NOTES TO THE CONSOLIDATED FINANCIAL STATEMENTS
FOR
THE YEARS ENDED DECEMBER 31 2012 AND 2011
2.
SUMMARY OF SIGNIFICANT ACCOUNTING POLICIES
(continued)
Leases
The Company is the lessee of equipment under
a capital lease expiring in 2014. The assets and liabilities under capital leases are recorded the lower of the present value of
the minimum lease
payments or the fair value of the asset. The
assets are amortized over the lower of their related lease terms or their estimated productive lives. Amortization of assets under
capital leases is included in depreciation expense for the year ended December 31, 2012 and 2011.
Foreign currency translation
Transactions in foreign currencies are measured
and recorded in the functional currency, U.S. dollars, using the Company's prevailing month exchange rate. The Company's reporting
currency is also in U.S. dollars. At the balance sheet date, recorded monetary balances that are denominated in a foreign currency
are adjusted to reflect the rate at the balance sheet date and the income statement accounts using the average exchange rates throughout
the period. Translation gains and losses are recorded in stockholders' equity as other Comprehensive income and realized gains
and losses from foreign currency transactions are reflected in operations.
Revenues
The Company's primary sources of revenue are
from the sales of advertising space on interactive websites owned by the Company; distribution and licensing of content to our
partners, broadband consulting services, and gaming revenue from our digit games.
The Company recognizes revenue in accordance
with Accounting Standard Codification (ASC) 605-10 Revenue is recognized only when the price is fixed or determinable, persuasive
evidence of an arrangement exists, the service or product is performed or delivered and collectability of the resulting receivable
is reasonably assured.
Website advertising revenue is recognized on
a cost per thousand impressions (CPM) or cost per click (CPC), and flat-fee basis.

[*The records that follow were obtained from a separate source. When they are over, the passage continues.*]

PR #351, opened 2015-01-27
Update Authorize keys

hcnimkar:


hcnimkar:
SSH key has been added to enable login to chur server

PR #999, opened 2016-08-23
Packet.lua: add clone_to_memory

kbara:
It's useful to be able to clone packets to arbitrary memory, not just freshly allocated packets. In the lwaftr, we need this facility for cloning packets to within ctables that embed, rather than point to, packets.

@eugeneia

### DIFF
--- a/src/core/packet.lua
+++ b/src/core/packet.lua
@@ -71,12 +71,17 @@ function new_packet ()
    return p
 end
 
+-- Create an exact copy of srcp at memory pointed to by dstp.
+function clone_to_memory(dstp, srcp)
+   ffi.copy(dstp, srcp, srcp.length)
+   dstp.length = srcp.length
+   return dstp
+end
+
 -- Create an exact copy of a packet.
 function clone (p)
    local p2 = allocate()
-   ffi.copy(p2, p, p.length)
-   p2.length = p.length
-   return p2
+   return clone_to_memory(p2, p)
 end
 
 -- Append data to the end of a packet.


eugeneia:
How about calling the function `to_pointer` (as a counterpart of `packet.from_pointer`)?

kbara:
I'd  be perfectly happy with that; it sounds like a useful improvement.

eugeneia:
On second look `clone_to_memory` does something different than I had thought: it expects the destination to point to a `struct packet` (it sets `dstp.length`), so its not really the inverse of `from_pointer`. Wouldn't it make more sense to add an optional destination arguments to `clone` and `new_packet`?

```
-- Create a new empty packet.
function new_packet (ptr)
   local p = ffi.cast(packet_ptr_t, ptr or memory.dma_alloc(packet_size))
   p.length = 0
   return p
end

-- Create an exact copy of a packet.
function clone (p, p2)
   if not p2 then p2 = allocate() end
   ffi.copy(p2, p, p.length)
   p2.length = p.length
   return p2
end
```

kbara:
The point, as I originally said, is to have a fully valid struct packet at the end - this originated (albeit in a more complex form) from the needs of the lwaftr's memory-bounded fragment reassembly code.

I don't particularly want to modify new_packet. 

I want to be able to clone a packet to a memory address, and have packet.lua take care of all the details that depend on how struct packet is currently defined (in the lwaftr, we use a more complex struct). I don't particularly like adding an extra parameter to clone, because at that point the arguments are src, (optional dst) rather than dst, src as is found in most of the codebase, which is asking for stupid bugs.

eugeneia:
Closing as per #998.

PR #1000, opened 2016-08-26
Handling Loss of Synchronization due to Significant Packet Loss (RFC4303 Appendix A3)

vanfstd:
This implements and adds tests for RFC4303 Appendix A3, re-synchronization of the anti-replay mechanism in the event of massive packet loss.

### DIFF
--- a/src/lib/ipsec/esp.lua
+++ b/src/lib/ipsec/esp.lua
@@ -169,16 +169,17 @@ function esp_v6_decrypt:decapsulate (p)
       -- Assuming b) means 'in time', since systematic loss could stall resync indefinitely.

The Company earns CPM or CPC revenue from the
display of graphical advertisements. An impression is delivered when an advertisement appears in pages viewed by users. Revenue
from graphical advertisement impressions is recognized based on the actual impressions delivered in the period. Revenue from flat-fee
services is based on a customer's period of contractual service and is recognized on a straight-line basis over the term of the
contract. Proceeds from subscriptions are deferred and are included in revenue on a pro-rata basis over the term of the subscriptions.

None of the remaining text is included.